As the Covid-19 pandemic continues spreading across the world, many companies are requiring employees to work remotely from home, putting unpredictable stress on remote networking technologies and causing growing bandwidth demand and security concerns.

VPNs are Virtual Private Networks, they extend a private network across a public network and enable users to send and receive data across shared or public networks as if their computing devices were directly connected to the private network.

VPNs were first developed in the early 1990s, being used only for dial-up connections and to create private networks across public infrastructure, offering access for remote workers in large tech companies. Now the technology is widely available for all types of businesses and consumers.

Remote Access VPN works by connecting users to private networks from a remote location using a laptop, desktop or mobile device using the internet, thus establishing a secure connection remotely. All the VPN traffic is routed via Internet through an encrypted virtual tunnel, creating a secure and private channel.

The data transported by the VPN is secured by strong encryption algorithms and this is the highlight of the VPN technology, but is the data that the VPN tunnel is carrying secure? How we can be sure about it? How can we trust a device that is not in our company and is not daily checked for vulnerability and patched?

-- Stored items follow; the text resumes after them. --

PR #124, opened 2020-06-01
Tagged records

hishamhm:
Played a bit with this idea this weekend. 

The one big thing missing in this PR is actually checking that table literals conform to the tagged record type. That is, the example below works, but as you can see all literals at the bottom are using casts:

```lua
local WidgetType = enum
   "button"
   "field"
end

local Widget = record
   tag widget_type: string

   x: number
   y: number
end

local Button = record is Widget with widget_type = "button"
   text: string
end

local Field = record is Widget with widget_type = "field"
   width: number
   label: string
   input: string
end

local function draw(x: number, y: number, w: number, t: string)
end

local function show_widget(w: Widget)
   if w is Button then
      draw(w.x, w.y, 10, w.text)
   elseif w is Field then
      draw(w.x, w.y, w.width, w.label)
      draw(w.x, w.y, w.width, w.input)
   else
      draw(w.x, w.y, 10)
   end
end

local widgets: {Widget} = {
   { widget_type = "field", width = 20, label = "Name:", input = "" } as Widget,
   { widget_type = "field", width = 3, label = "Age:", input = "" } as Widget,
   { widget_type = "button", text = "OK" } as Widget,
   { widget_type = "button", text = "Cancel" } as Widget,
}

```

### DIFF
--- a/docs/grammar.md
+++ b/docs/grammar.md
@@ -101,9 +101,15 @@ precedence, see below.
 
 *  typeargs ::= ‘<’ Name {‘,’ Name } ‘>’
 
-*  newtype ::= ‘record’ [typeargs] [‘{’ type ‘}’] {Name ‘=’ newtype} {Name ‘:’ type} ‘end’ |
+*  newtype ::= ‘record’ [typeargs] [‘is’ Name ‘with’ Name ‘=’ tagvalue]
+*                 [‘{’ type ‘}’]
+*                 {Name ‘=’ newtype}
+*                 { [‘tag’] Name ‘:’ type}
+*              ‘end’ |
 *      ‘enum’ {LiteralString} ‘end’ |
 *      ‘functiontype’ functiontype
+
+*  tagvalue ::= ‘false’ | ‘true’ | Numeral | LiteralString
 
 *  functiontype ::= [typeargs] ‘(’ partypelist ‘)’ [retlist]
 
--- a/docs/tutorial.md
+++ b/docs/tutorial.md
@@ -400,6 +400,40 @@ local http = record
 end
 ```
 
+### Tagged records
+
+Teal supports a very simple form of subtyping for records: tagged records.
+You can specify a field of type number, string or boolean to act as a _tag_
+for a parent record type, and then define children record types that extend
+the parent record discriminating them based on the tag. This is how it
+works:
+
+```
+local Widget = record
+   tag widget_type: string
+
+   x: number
+   y: number
+end
+
+local Button = record is Widget with widget_type = "button"
+   text: string
+end
+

As reported by NIST (National Institute of Standards and Technology) some of the most important Remote Access Vulnerabilities are:

  • Remote Access client devices generally have weaker protection than standard client devices
    • Many devices are not managed by the Enterprise
    • No Enterprise firewalls and antivirus
    • Lack of physical security controls
  • Remote Access client devices may be used in hostile environments but not configured for them
  • Exploitation of remote access devices and users
    • Phishing, keyloggers, to collect credentials and other sensitive data

Following all the possible vulnerabilities, endpoints might not be compliant with corporate security policy, which can require, for example, a proper Windows patching level or up-to-date antivirus DAT files. In this case, a high possibility exists that the endpoints will forward their infection to the internal network.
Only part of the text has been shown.